Хемилюминесцентная детекция ДОТ-анализа
Нитроцеллюлозные фильтры (d=5 см) с обработанными пробами после заключительного отмывания помещают на дно полистироловых кювет и вносят субстратную смесь. Пробы помещают в кюветах отделения люминометра и учитывают результаты, как указано выше.
Практическое использование. При использовании ХЛИА и ТИФА для лабораторной диагностики зооантропонозов оказалось, что ХЛИА несколько чувствительнее ТИФА (на один порядок). Для сравнения чувствительности и специфичности ХЛИА с общепринятыми серореакциями (А. Т. Яковлева и др., 1990) использовали представительную коллекцию микроорганизмов, включающую свыше 150 штаммов.
Все проверенные в ХЛИА штаммы В. mallei, В. pseudomallei дали положительный результат в отличие от 25 близкородственных псевдомонад. При исследовании коллекции сибиреязвенных бацилл в ХЛИА наблюдали единичные ложноположительные результаты с В. subtilis, В. mycoides. По-видимому, при использовании более специфичных ПИК эти недостатки будут устранены.

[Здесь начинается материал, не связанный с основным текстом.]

Issue #2791, opened 2015-10-04
Controller transfer is not currency-safe


iwehrman:
First observed in the wild in #2790, the problem is that `this.transfer` does not provide the same concurrency-safety guarantees that top-level actions provide. For example, if a transaction transfers to two actions concurrently, their execution may be interleaved _even if they read and write the same state_. The controller protects against this among top-level actions, but not among intra-action transfers. 

A possible solution may be to rewrite `transfer` to make use of per-action `AsyncDependencyQueue` instances, which sounds like fun.

shaoshing:
Assign back to @iwehrman in case he has other plan for this issues.

iwehrman:
Nope! The only other action item here would to reconsider our use of many `transfer` calls in place of coarser actions that manage concurrency manually in order to improve performance. An example is `tools.beforeStartup` which was previously transferring to `addShortcut` once for each tool shortcut. After #2790, these are all serialized because they all write to the policy store. I added a new action `addShortcuts` which bulk-adds shortcuts using a single call to update the policies, and that is unsurprisingly much faster! There may be other cases where we can do the same thing. But I'm still going to close this bug. I'm just writing this here for @shaoshing so we're on the same page :sunflower:

PR #2794, opened 2015-10-05
Concurrency-safe transfer

iwehrman:
This a review-only PR which relies upon #2790. Besides reverting the second part of #2790 (pushing the transfer to `resetBorderPolicies` to the end of `disposeDocument`), it also makes a deeper change to the `FluxController` to use per-action queues to satisfy `transfer` requests. This ensures that the execution of transfers from within a single action are not interleaved in an unsafe way. 

There is some performance penalty to this. In particular, I note that `tools.beforeStartup` takes significantly longer to complete. This is not entirely unexpected because this is quite intentionally more conservative with respect to concurrency. Generally we'll pay a price in places where we currently transfer to a number of actions concurrently which are in conflict. This may well be unsafe, and so sorting out the concurrency control slows it down. I think `tools.beforeStartup` is more expensive because of the N concurrent `addShortcut` transfers. That also shows the solution to these slowdowns: just write a better action which is `addShortcuts`.

I'll discuss this more in the meeting this morning. I'd like to talk in particular about whether or not we think this should be merged before the next release.

Addresses #2791.


iwehrman:
One weird bug: panning the canvas does not seem to cloak the non-UI bounds. The artboard plus buttons, for example, remain when you pan.

iwehrman:
I fixed some existing bugs and found a few more, which are also now fixed in this branch. The updated commit has a record of the changes. Once #2810 is merged, I'll rebase this against that and see how startup performance is. If it's OK and if some testing doesn't turn up other issues, I think we should merge this for the upcoming release. I think I'll sleep better...

iwehrman:
I'm seeing really terrible bugs with stale border policies being left around only by virtue of selecting different layers. As soon as #2810 is merged, and this is rebased, I'm going to remove the review-only label.

iwehrman:
This is ready for testing. It seems to add ~600ms to startup time. I don't notice any other seriously ill effects. Personally, I think it's worth it. 

@chadrolfs and @ktaki: can you please test this branch and let me know if you notice anything weird? Especially let me know if you notice any performance regressions.

iwehrman:
This is rebased again and ready for testing.

chadrolfs:
going in...

chadrolfs:
This doesn't look good:

screen shot 2015-10-06 at 1 36 17 pm

chadrolfs:
not undo/redo safe

chadrolfs:
never mind, that bug is on master, not specific to this branch

iwehrman:
Sorry, is there a bug here that I should look at, @chadrolfs?

chadrolfs:
@iwehrman nope, issue I call out above is not specific to this branch, is on master and now logged.

ktaki:
I think Chad is pointing the issue #2831.
Of the three cases reported in the issue so far, the following two cases can be reproduced in the transfer-queue branch. 

case 1:

create a new doc
move the AB twice
cmd/ctrl + z
Result: coordinates are off

case 2:

Add AB to the left or top

iwehrman:
I believe these bugs are reproducible on master and have nothing to do with the race conditions currently present in the controller. Unfortunately this branch does not fix _all_ the bugs :)

chadrolfs:
@iwehrman you are correct.

src/js/actions/documents.js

Из 17 исследованных штаммов бруцелл и близкородственных микроорганизмов только с Y. enterocolitica 09 была зарегистрирована положительная реакция, что подтверждает давно установленный факт наличия антигенных связей между бруцеллами и иерсиниями.
ХЛИА был успешно применен в иммунодиагностике для исследования различного экспериментального и полевого патологического материала на присутствие специфических антигенов.

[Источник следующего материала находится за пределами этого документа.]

Issue #2683, opened 2015-09-28
Opening a file while should ends vector mask mode


ktaki:
Open a image file. Enter vector mask mode and draw a rectangle. Open another image file. (or close the opened file without saving it and reopen it.) It is still in vector mask mode. Doc title is in blue. Drawing a shape, however, only draw a path. Vector mask is not created.

mcilroyc:
FBNC to @ktaki

ktaki:
The scenario above (Open a image file. Enter vector mask mode and draw a rectangle. Open another image file) will cause the following error.

![screen shot 2015-10-02 at 3 33 05 pm](https://cloud.githubusercontent.com/assets/2029597/10259262/1b501a28-691b-11e5-85cf-c0ba8c036e09.png)

mcilroyc:
FBNC to @ktaki

ktaki:
Verified the fix.

PR #2798, opened 2015-10-05
All open commands should close mask mode

pineapplespatula:
fix for issue #2683

### DIFF
--- a/src/js/actions/tools.js
+++ b/src/js/actions/tools.js
@@ -42,6 +42,7 @@ define(function (require, exports) {
         guides = require("./guides"),
         layers = require("./layers"),
         locks = require("js/locks"),
+        log = require("js/util/log"),
         policy = require("./policy"),
         ui = require("./ui"),
         shortcuts = require("./shortcuts"),
@@ -550,9 +551,13 @@ define(function (require, exports) {
         var currentLayers = currentDocument.layers.selected,
             currentLayer = currentLayers.first();
 
-        // vector mask mode requires an avtive layer
+        // vector mask mode requires an active layer
         if (!currentLayer) {
-            return Promise.resolve();
+            if (vectorMaskMode) {
+                return Promise.resolve();
+            } else {
+                return this.dispatchAsync(events.tool.VECTOR_MASK_MODE_CHANGE, vectorMaskMode);
+            }
         }
 
         var nonVectorModeLayer = (currentLayer.kind === currentLayer.layerKinds.BACKGROUND ||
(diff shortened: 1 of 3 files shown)


mcilroyc:
I don't know if this is a separate bug or not, but I get the following error.  repro: open two docs, switch to first, go in to "m" mode, switch to second doc:

ss

pineapplespatula:
This is an issue of PS not resolving the modal promise until after the end of the modal tool state, This may end with a cancel event which we read as a failure (despite that it is a valid end condition for us)

pineapplespatula:
Ok this should be fixed now. Give it a try

src/js/actions/export.js
```diff
@@ -969,7 +969,7 @@ define(function (require, exports) {
     exports.exportLayerAssets = exportLayerAssets;
     exports.exportDocumentAssets = exportDocumentAssets;
     exports.setUseArtboardPrefix = setUseArtboardPrefix;
-    exports.afterStartup = afterStartup;
+    // exports.afterStartup = afterStartup;
```
mcilroyc: derp

src/js/actions/tools.js
```diff
@@ -704,6 +709,25 @@ define(function (require, exports) {
...
+     * @return {Promise}
+     */
+    var enterPathModalState = function () {
+        descriptor.batchPlayObjects([vectorMaskLib.enterFreeTransformPathMode()],
+                { synchronous: false })
+            .catch(function () {
+                // Silence the errors here since we cannot guarantee that PS will not throw an error
+                // when we end the modal tool state in a valid case
+            });
+        return Promise.resolve();
```
mcilroyc: I'm skeptical that we don't want to return this playObject promise.  I get that we don't want it to bubble out an exception, but seems like it could at least wait for it to resolve.

Also, it seems like we'd at least want to *log* the errors.  It seems like over time our goal is to try our hardest not to make ps calls that will error, so we'll want to use the messages as diagnostics.  eh?

mcilroyc:
Seems to work.  A few comments inline though.  back to @pineapplespatula

pineapplespatula:
@mcilroyc back to you

src/js/actions/tools.js
```diff
@@ -552,7 +553,11 @@ define(function (require, exports) {
 
         // vector mask mode requires an avtive layer
```
mcilroyc: sp `avtive`

src/js/actions/tools.js
```diff
@@ -552,7 +553,11 @@ define(function (require, exports) {
...
         if (!currentLayer) {
-            return Promise.resolve();
+            if (vectorMaskMode) {
+                return Promise.resolve();
+            } else {
+                return this.dispatch(events.tool.VECTOR_MASK_MODE_CHANGE, vectorMaskMode);
```
mcilroyc: I think you meant dispatchAsync.

pineapplespatula:
@mcilroyc once more, this time with feeling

По эффективности обнаружения специфических антигенов ХЛИА несколько превышает РИГА и даже ТИФА.
ХЛИА оказался непригоден для исследования объектов окружающей среды (почвы, воды, смывов и др.) из-за фоновых помех, поэтому для индикации его использовать не следует.

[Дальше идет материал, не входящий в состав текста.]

PR #2810, opened 2015-10-05
Add shortcuts.addShortcuts to add shortcuts

iwehrman:
1. Add a new `shortcuts.addShortcuts` action to add shortcuts in bulk.
2. Use one call to `shortcuts.addShortcuts` in `tools.beforeStartup`. Previously, we were doing separate transfers for each call to `shortcuts.addShortcut` (singular) which was both bad for performance (N redundant policy calls in the adapter instead of one) and a concurrency-safety problem waiting to happen. 

Addresses: concerns.

### DIFF
--- a/src/js/actions/tools.js
+++ b/src/js/actions/tools.js
@@ -678,11 +678,11 @@ define(function (require, exports) {
         descriptor.addListener("toolModalStateChanged", _toolModalStateChangedHandler);
 
         // Setup tool activation keyboard shortcuts
-        var shortcutPromises = tools.reduce(function (promises, tool) {
+        var shortcutSpecs = tools.reduce(function (specs, tool) {
             var activationKey = tool.activationKey;
 
             if (!activationKey) {
-                return promises;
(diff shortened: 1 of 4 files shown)


src/js/actions/tools.js
```diff
@@ -695,37 +695,43 @@ define(function (require, exports) {
...
-            return promises;
+            return specs;
         }.bind(this), []);
     
         _vectorMaskHandler = function () {
             var toolStore = this.flux.store("tool"),
                 vectorMode = toolStore.getVectorMode() || false;
             
-            return this.transfer(changeVectorMaskMode, !vectorMode);
+            this.flux.actions.tools.changeVectorMaskMode(!vectorMode);
```
iwehrman: This is an unrelated fix. It's not correct to transfer from an event handler like this because the locks are no longer being held. Instead, a new action should be enqueued.

shaoshing:
LGTM! :+1:

PR #2814, opened 2015-10-05
CC Libraries - addresses rename input focus issue

shaoshing:
This PR addresses #2197, also added SCU for LibraryList component to improve performance.

### DIFF
--- a/src/js/jsx/sections/libraries/LibraryList.jsx
+++ b/src/js/jsx/sections/libraries/LibraryList.jsx
@@ -25,6 +25,7 @@ define(function (require, exports, module) {
     "use strict";
 
     var React = require("react"),
+        _ = require("lodash"),
         Fluxxor = require("fluxxor"),
         FluxMixin = Fluxxor.FluxMixin(React);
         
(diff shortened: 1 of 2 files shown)


src/js/jsx/sections/libraries/LibraryList.jsx
```diff
@@ -291,7 +304,7 @@ define(function (require, exports, module) {
             return (<div className="libraries__bar__top__content">
                 <Datalist
                     ref="list"
-                    list={listID}
+                    list="libraryes"
```
iwehrman: Typo :tractor:

src/js/jsx/sections/libraries/LibraryList.jsx
```diff
@@ -71,10 +72,23 @@ define(function (require, exports, module) {
...
         componentDidUpdate: function () {
-            if (this.refs.input) {
-                this.refs.input.getDOMNode().focus();
+            var renameInput = this.refs.input;
+            
+            if (renameInput) {
+                window.setTimeout(function () {
+                    renameInput.acquireFocus();
+                    renameInput.getDOMNode().focus();
+                }, 100);
```
iwehrman: This is a bummer, but I understand that there are weird focus issues going on here. We might want to increase this timeout just a little more though to be on the safe side?

shaoshing: For some reason, using `element.getDOMNode().focus()` alone does not focus the rename input property. It only select the text but not in a focused state (without showing the blue bottom border). I am not confident that using `setTimeout` and `acquireFocus` is a good solution. So anyone who worked on the Focusable component before, please let me know your thoughts.

src/js/jsx/sections/libraries/LibraryList.jsx
```diff
@@ -71,10 +72,23 @@ define(function (require, exports, module) {
...
         componentDidUpdate: function () {
-            if (this.refs.input) {
-                this.refs.input.getDOMNode().focus();
+            var renameInput = this.refs.input;
+            
+            if (renameInput) {
+                window.setTimeout(function () {
+                    renameInput.acquireFocus();
+                    renameInput.getDOMNode().focus();
+                }, 250);
```
shaoshing: Increased the wait time from 100 to 250 for a safer auto focus.

shaoshing:
@iwehrman assign back to you as your are the first reviewer. Let me know if you have other thoughts about the setTimeout solution, I'd love to switch to a more robust way; otherwise, it is ready for merge. Thank you

iwehrman:
I encountered this problem when working around a similar issue elsewhere in the libraries panel. We have some serious blur/focus issues with our core components. I think, in the very short term, that this is probably the best we can do given how many other high-priority issues we have to address for the upcoming release. So, let's check in this hack now and re-think how we manage these issues in a few weeks.

Issue #2642, opened 2015-09-25
Attempting to edit/open an CC Library asset results in Open dialog


chadrolfs:
create a new doc
drag an asset onto canvas (Test - OK to accidentally nuke: Climber)
hit Enter

Result: Open dialog

shaoshing:
The exact steps to reproduce this:

1 switch to DS, double click to open any graphic for edit.
2 switch to classic and close the document 
3 switch to DS, open the same graphic again and then close it
4 open the same graphic -- open dialog appears.

iwehrman:
FBNC to @chadrolfs.

PR #2815, opened 2015-10-05
CC Libraries - fix open-dialog issue when double click graphic for edit.

shaoshing:
This PR addresses issue #2642 by removing stale edit status in the initial load (when you open the graphic in DS and close the document in classic).

### DIFF
--- a/src/js/stores/library.js
+++ b/src/js/stores/library.js
@@ -30,7 +30,8 @@ define(function (require, exports, module) {
         CCLibraries = require("file://shared/libs/cc-libraries-api.min.js");
 
     var events = require("../events"),
-        log = require("js/util/log");
+        log = require("js/util/log"),
+        math = require("js/util/math");
     
     /**
      * Regular expression for removing invalid characters in graphic asset's temp filename.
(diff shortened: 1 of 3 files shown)


src/js/stores/library.js
```diff
@@ -196,9 +198,19 @@ define(function (require, exports, module) {
...
-                return [parseInt(documentID), status];
-            });
+            var editStatusArray = _.reduce(payload.editStatus, function (result, status, documentID) {
+                // Remove orphan edit status that are not associate with any open documents.
+                
+                var document = this.flux.stores.document.getDocument(documentID),
+                    documentName = document ? document.name : "";
+                
+                if (documentName.indexOf(status.elementID) !== -1) {
+                    result.push([parseInt(documentID), status]);
```
iwehrman: I'm not sure why documentID is a string here? Can you just use `document.id` instead? In any case, you shouldn't use `parseInt` (and _especially_ not without a radix) because it returns `NaN` if it fails to parse. Instead, if you have to parse the string, use the helper in `js/util/math` and test for null.

src/js/stores/library.js
```diff
@@ -196,9 +199,25 @@ define(function (require, exports, module) {
             this._libraryCollection = payload.collection;
             this._updateLibraries(payload.lastSelectedLibraryID);
             
-            var editStatusArray = _.map(payload.editStatus, function (status, documentID) {
-                return [parseInt(documentID), status];
-            });
+            var editStatusArray = _.reduce(payload.editStatus, function (result, status, documentIDStr) {
+                // Remove orphan edit status that are not associate with any open documents.
+
+                var documentID = math.parseNumber(documentIDStr);
```
shaoshing: @iwehrman `payload.editStatus ` is loaded from preference and it is stored as string using `JSON.stringify`, its keys are stringified to match JSON spec, that's why the documentID is string here. I gave it a better name, and use `math.parseNumber` as suggested to deal with edge cases.

iwehrman:
OK!

Issue #2424, opened 2015-09-11
Export dialog flickers while panning the canvas


DivyaPrabhakar:
When the export dialog is open, the user can still move the canvas behind the dialog and this causes the dialog to flicker and only rest when the panning stops. 

![Export dialog flicker](https://www.dropbox.com/s/ohymkie6uw5npjp/export-flickers.gif?raw=1)

iwehrman:
Nice catch!

mcilroyc:
i hope you're both happy!  FBNC to @DivyaPrabhakar

DivyaPrabhakar:
Verified on my end.

PR #2822, opened 2015-10-06
Dismiss the export dialog on wheel events

iwehrman:
Addresses #2424. 

Ideally I think these would just be suppressed, but I'm not sure how to do that and I _am_ sure how to do this! All dialogs with a `dismissOnCanvasClick` policy will have the same behavior. 

PS: actually, I do know how to suppress these events: by using a policy over the canvas region. But, that seems fairly risky compared to this simple change.

Also note: this does _not_ address a similar problem with pinch-to-zoom. To handle that, we would need to do something at a very different level because there are no adapter os events for the pinch gesture. For example, the cloaking mechanism would have to know whether or not there is a dialog open that is on top of the canvas. So, this is definitely still an issue, but one that I think will have to be addressed separately!

### DIFF
--- a/src/js/jsx/shared/Dialog.jsx
+++ b/src/js/jsx/shared/Dialog.jsx
@@ -169,6 +169,23 @@ define(function (require, exports, module) {
         },
 
         /**
+         * Dismiss the dialog on mouse wheel events.
+         *
+         * @private
+         */
+        _handleMouseWheel: function () {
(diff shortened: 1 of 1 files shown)


mcilroyc:
well, my hats off to you sir.  I kind of can't believe how well this works.  This solution had not occurred to me, dude.

occurred to me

При исследовании 503 образцов крови диких грызунов на наличие противочумных антител положительные результаты в ХЛИА получены в 11 случаях, в ТИФА — в 9. В этих тестах исследованы мелиоидозные антитела из сывороток 54 зараженных золотистых хомячков. Выявлено 50 и 48 серопозитивов. При анализе на антиген материала от 41 больного бруцеллезом находки составили в ХЛИА 35 и в ТИФА 31, от 96 работников мясокомбината — 61 и 53 соответственно.
Таким образом, ХЛИА можно использовать для иммунодиагностики бактериальных особо опасных инфекций.